Acórdão 1956686, 0701910-94.2024.8.07.0006, Relator(a): JOÃO EGMONT, 2ª TURMA CÍVEL, data de julgamento: 11/12/2024, publicado no DJe: 21/01/2025.
Trecho de acórdão
"Os contratos de assistência à saúde devem ser pautados pelos princípios da solidariedade, boa-fé e função social no que concernem às situações limites que podem render abalo direto à vida do consumidor, que não pode se ver desamparado diante da necessidade premente de tratamento indispensável capaz de preservar sua condição de vida, sendo imperioso o atendimento às suas legítimas expectativas quanto ao contrato e a adequação dos serviços prestados (artigos 18, §6º, III; 20, §2º; 47; e 51, VI, todos do Código de Defesa do Consumidor).
O artigo 35-C da Lei 9.656/98 estabelece, expressamente, as hipóteses em que é obrigatória a cobertura do atendimento, definindo como casos de emergência ‘os que implicarem risco imediato de vida ou de lesões irreparáveis para o paciente, caracterizado em declaração do médico assistente’ (inciso I), e como casos de urgência ‘os resultantes de acidentes pessoais ou de complicações no processo gestacional’ (inciso II).
No caso em análise, restou demonstrada a situação de urgência/emergência através da prescrição médica acostada aos autos (ID 55153346), que indicou a necessidade de internação do recém-nascido em UTI pediátrica.
(...)
A limitação do atendimento emergencial às primeiras 12 (doze) horas, com posterior remoção ao SUS, não encontra respaldo legal quando se trata de plano com cobertura hospitalar. O enunciado 302 da Súmula do STJ considera abusiva a cláusula que limita no tempo a internação hospitalar do segurado."
Acórdão 1970283, 0716915-11.2023.8.07.0001, Relator(a): MARIA DE LOURDES ABREU, 3ª TURMA CÍVEL, data de julgamento: 13/02/2025, publicado no DJe: 26/02/2025.
Súmulas
Súmula 302 do STJ: “É abusiva a cláusula contratual de plano de saúde que limita o tempo a internação hospitalar do segurado.”

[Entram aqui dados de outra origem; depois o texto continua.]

PR #3124, opened 2025-04-15
fix: nested quick action flattening

voicis:
Quick Action flattening did not work correctly in case there are multiple sections, but only one table.

- Moved all path calculation to the `preview-middleware-client` so it is only done once.
- Separated logic to remove nodes with only one child from rendering

### DIFF
--- a/.changeset/small-jars-invent.md
+++ b/.changeset/small-jars-invent.md
@@ -1,0 +1,8 @@
+---
+'@sap-ux-private/control-property-editor-common': patch
+'@sap-ux-private/preview-middleware-client': patch
+'@sap-ux/control-property-editor': patch
+'@sap-ux/preview-middleware': patch
+---
+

Súmula 597 do STJ: “A cláusula contratual de plano de saúde que prevê carência para utilização dos serviços de assistência médica nas situações de emergência ou de urgência é considerada abusiva se ultrapassado o prazo máximo de 24 horas contado da data da contratação.”
Súmula 608 do STJ: “Aplica-se o Código de Defesa do Consumidor aos contratos de plano de saúde, salvo os administrados por entidades de autogestão.”
Recurso repetitivo
Tema 1082 do STJ: “A operadora, mesmo após o exercício regular do direito à rescisão unilateral de plano coletivo, deverá assegurar a continuidade dos cuidados assistenciais prescritos a usuário internado ou em pleno tratamento médico garantidor de sua sobrevivência ou de sua incolumidade física, até a efetiva alta, desde que o titular arque integralmente com a contraprestação devida.”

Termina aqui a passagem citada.